* Data items:
______

PR #57, opened 2022-03-11
Replace masking option constants to prevent errors after removing dep…

cpinter:
…recated set

Re https://github.com/Slicer/Slicer/pull/6250


lassoan:
Thank you!

PR #61, opened 2022-07-12
Fix/tests

RafaelPalomar:


lassoan (approved):
Sorry, somehow I missed this. Even though some of the changes are just workarounds, they make sense, as it is not useful to report errors on the dashboard. We'll refine the implementation later.

Issue #64, opened 2022-11-11
`Curve centerline extraction` and `Fiducial centerline extraction` modules fail to load


lassoan:
`Curve centerline extraction` and `Fiducial centerline extraction` modules fail to load because of missing dependencies.

Only include modules in `self.parent.dependencies` in the module script if the dependency is in Slicer core, in the same extension as the module, or maybe in an extension that is listed among the extension's dependencies. For all other modules, check if required modules are installed when that module is actually needed (or maybe when the user opens the module) and display a message. For example "This module requires ... extension, please install it using the Extensions manager"; or even offer to the user to [install it automatically](https://slicer.readthedocs.io/en/latest/developer_guide/script_repository.html#download-and-install-extension).

lassoan:
This pull request that has just been merged (https://github.com/vmtk/SlicerExtension-VMTK/pull/61) removed the dependency but I don't think a user-friendly error message is displayed when the dependency is missing - that would need to be implemented.

chir-set:
> that would need to be implemented.

Ok, I see how to offer installing an extension  or displaying a message if an extension is missing.

Good for the lambda user, bad for geeks who build Slicer.

I usually build Slicer and all extensions I use, and install them all through a bash script. The self built extension packages are just unpacked in the Slicer base directory, *because*, Slicer does not offer a command line option to install/uninstall extension packages. It won't be efficient to install extensions from file packages one by one in the UI every time someone rebuilds Slicer and extensions.

A message for missing extensions may still be displayed in the status bar, it will obviously be less alerting.

So the user's comfort implies complicating the developer's  workflow.

What's your take on this insight ?

lassoan:
> Slicer does not offer a command line option to install/uninstall extension packages

It does - see example in the script repository. You can install from the extensions catalog or you can install from a downloaded and built extension package. If you cannot find an example for something you want to do, or the example does not work, then let me know.

lassoan:
It should be possible to maintain or improve developer convenience independently from the user to xoerience.

chir-set:
I committed bb51f63679 that should nicely fix this issue.

PR #67, opened 2022-11-13
Install extension dependency

chir-set:
QuickArterySegmentation and GuidedArterySegmentation require
    SegmentEditorExtraEffects. Propose to install this extension if
    necessary when a module is shown.
    
    In non-developer mode only.


chir-set:
@lassoan 

I request your review of this patch regarding #64, for any optimization before merging.

PR #82, opened 2023-03-24
Use a markups Shape::Tube node to limit a zone of interest.

chir-set:
The initial zone of interest is a regular tube.

This patch allows to use a markups Shape::Tube node as 'ROI', as a second zone limiting method.

@lassoan


lassoan (approved):
Thanks, it looks good to me.

chir-set:
> Thanks, it looks good to me.

Great, I'm merging it then.

Regards.

PR #85, opened 2023-05-11
With wall surface

chir-set:
Hi @lassoan ,

Could you please consider this pull request ?

It proposes 2 main enhancements : 

- Parallel computation of a segmented artery's lumen cross-section area along its centerline,
- Integrate a markups Shape::Tube node as arterial wall surface for cross-section analysis. The wall surface provides its axial spline as centerline.

Thanks and regards.


chir-set:
No sign of interest, closing.

lassoan:
It is not a lack of interest, it is just that there is no dedicated funding of my time for VMTK, so it is hard to allocate time to review such large pull requests. I trust your judgement - if you are confident that it does not break things then let's integrate this.

chir-set:
> no dedicated funding of my time for VMTK

Ok, I do understand that.

> that it does not break things

It does not break things on Linux. However, I can't tell at all for Windows and MacOS. I don't have the means to check this.

It might therefore be better to leave things as such, until some people can check for these systems. It would be terrible if it is merged and creates problems.

lassoan:
> It does not break things on Linux. However, I can't tell at all for Windows and MacOS

You can merge, wait for the next nightly dashboard build, and if there is a build error then try to fix the error. Usually the fix is quite simple, so it can be done blindly, but if it fails after several attempts then add an issue for it and assign to me.

PR #91, opened 2020-06-13
Add more docs content, fix hash links

LucasPickering:
- Added more content to the docs page
- Cleaned up some link stuff. We shouldn't have to import any links from other packages now, just use the local `Link` or `UnstyledLink`
- Fixed links with hashes, so we can link between different parts of one page now


frontend/.eslintrc.js
```diff
@@ -8,13 +8,20 @@ module.exports = {
...
     project: './tsconfig.json',
   },
-  plugins: ['@typescript-eslint', 'react', 'react-hooks', 'prettier'],
+  plugins: [
+    '@typescript-eslint',
+    'react',
+    'react-hooks',
+    'prettier',
+    'jsx-a11y',
+  ],
```
LucasPickering, line 17: I added a new eslint plugin for accessibility rules

frontend/package.json
```diff
@@ -15,53 +15,55 @@
     ]
   },
   "dependencies": {
-    "@material-ui/core": "^4.9.11",
```
LucasPickering, line 18: I upgraded all our dependencies

frontend/src/components/docs/InstructionDocs.tsx
```diff
@@ -0,0 +1,246 @@
...
+  },
+  {
+    name: 'ADD',
+    summary: 'Add a value to a register.',
+    moreInfo: (
+      <>
+        The result is stored in the register. See{' '}
+        <Link to="#values--overflow-and-underflow">
+          arithmetic overflow and underflow
+        </Link>
```
JRMurr, line 75: This is mostly me thinking out load and not a big deal but you think we could make it fill in the link text dynamically based on the id we link to? That way if we want to change the title or w/e we wouldn't need to update all the links

PR #95, opened 2020-06-19
More openid stuff

JRMurr:
Setup the `user_providers` table to map the oidc stuff to a given user. We still auto set the username but should be better soon™️

### DIFF
--- a/api/config/default.json
+++ b/api/config/default.json
@@ -1,7 +1,7 @@
 {
   "server_host": "0.0.0.0:8000",
   "open_id": {
-    "host_url": "localhost:3000",
+    "host_url": "http://localhost:3000",
     "providers": {
       "google": {
         "issuer_url": "https://accounts.google.com"
--- a/api/src/server/auth.rs
+++ b/api/src/server/auth.rs
@@ -1,14 +1,15 @@
 use crate::{
     config::{OpenIdConfig, ProviderConfig},
     error::ResponseError,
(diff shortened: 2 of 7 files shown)


api/config/default.json
```diff
@@ -1,7 +1,7 @@
 {
   "server_host": "0.0.0.0:8000",
   "open_id": {
-    "host_url": "localhost:3000",
+    "host_url": "http://localhost:3000",
```
LucasPickering, line 4: oh shit maybe that's why i couldn't get it to work...

api/src/server/auth.rs
```diff
@@ -141,32 +219,67 @@ pub async fn route_login(
...
+            match existing_user_provider {
+                Some(user_provider) => match user_provider.user_id {
+                    Some(user_id) => {
+                        // User already exists so normal login
+                        let user: User = users::table
+                            .filter(users::dsl::id.eq(user_id))
+                            .first(conn)
+                            .optional()
+                            .map_err(ResponseError::from)?
+                            .unwrap();
```
LucasPickering, line 238: The `optional` here is completely unnecessary, since you're just unwrapping the option anyway. You also can use `get_result` instead of `first`, so that it errors if there's more than one user (which obv is impossible but best practice is to use `get_result` whenever you expect exactly 1). So
`let user: User = users::table.filter(...).get_result().map_err(...)?;`

PR #97, opened 2020-06-24
Add date columns to userProgram, store source code in browser local storage

LucasPickering:
The main purpose here is to store the user's source code in the browser's local storage, so that they don't lose unsaved changes (and this would make it easier to have the IDE work entirely offline). To make this work tho, I added two new columns to `user_programs`:

- `created` (this one wasn't exactly necessary but it seemed useful and it was easy)
- `last_modified`

I also added a prompt that appears if you navigate away from the page without saving your changes. Unfortunately it only works if you're staying within the app, so hitting refresh or the back button won't trigger it. We still have local storage to cover those cases tho.

### DIFF
--- a/api/Cargo.toml
+++ b/api/Cargo.toml
@@ -14,12 +14,13 @@ actix-web = "2.0"
 actix-web-actors = "2.0"
 actix-rt = "1.0"
 base64 = "^0.12.0"
+chrono = "0.4"
 config = { version = "0.10", default-features = false, features = ["json"] }
-diesel = { version = "^1.4.3", features = ["postgres", "r2d2", "uuidv07"] }
+diesel = { version = "^1.4.3", default-features = false, features = ["chrono", "postgres", "r2d2", "uuidv07"] }
 env_logger = "0.7"
 failure = "0.1"
 gdlk = { path = "../core" }
-juniper = "0.14.2"
+juniper = { version = "0.14.2", default-features = false, features = ["chrono"] }
 # juniper-from-schema = "0.5.2"
 juniper-from-schema = { git = "https://github.com/LucasPickering/juniper-from-schema", branch = "fragment-bug-workaround" }
 log = "^0.4.8"
--- a/frontend/src/components/ide/ProgramIde.tsx
+++ b/frontend/src/components/ide/ProgramIde.tsx
@@ -21,6 +21,7 @@ import { HardwareSpec, ProgramSpec } from 'gdlk_wasm';
 import useDebouncedValue from 'hooks/useDebouncedValue';
 import { assertIsDefined } from 'util/guards';
 import NotFoundPage from 'components/NotFoundPage';
+import { Prompt } from 'react-router-dom';
 
 const useLocalStyles = makeStyles(({ palette, spacing }) => {
   const border = `2px solid ${palette.divider}`;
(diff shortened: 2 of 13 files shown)


api/Cargo.toml
```diff
@@ -14,12 +14,13 @@ actix-web = "2.0"
...
 base64 = "^0.12.0"
+chrono = "0.4"
 config = { version = "0.10", default-features = false, features = ["json"] }
-diesel = { version = "^1.4.3", features = ["postgres", "r2d2", "uuidv07"] }
+diesel = { version = "^1.4.3", default-features = false, features = ["chrono", "postgres", "r2d2", "uuidv07"] }
 env_logger = "0.7"
 failure = "0.1"
 gdlk = { path = "../core" }
-juniper = "0.14.2"
+juniper = { version = "0.14.2", default-features = false, features = ["chrono"] }
```
LucasPickering, line 23: Rust's stdlib doesn't have date support, `chrono` is the most popular lib for it

frontend/src/components/ide/ProgramIde.tsx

______

* Your assignment: Search the data above for the word "errors" and say how many lines contain it, giving only that number.

* Response to this task: 3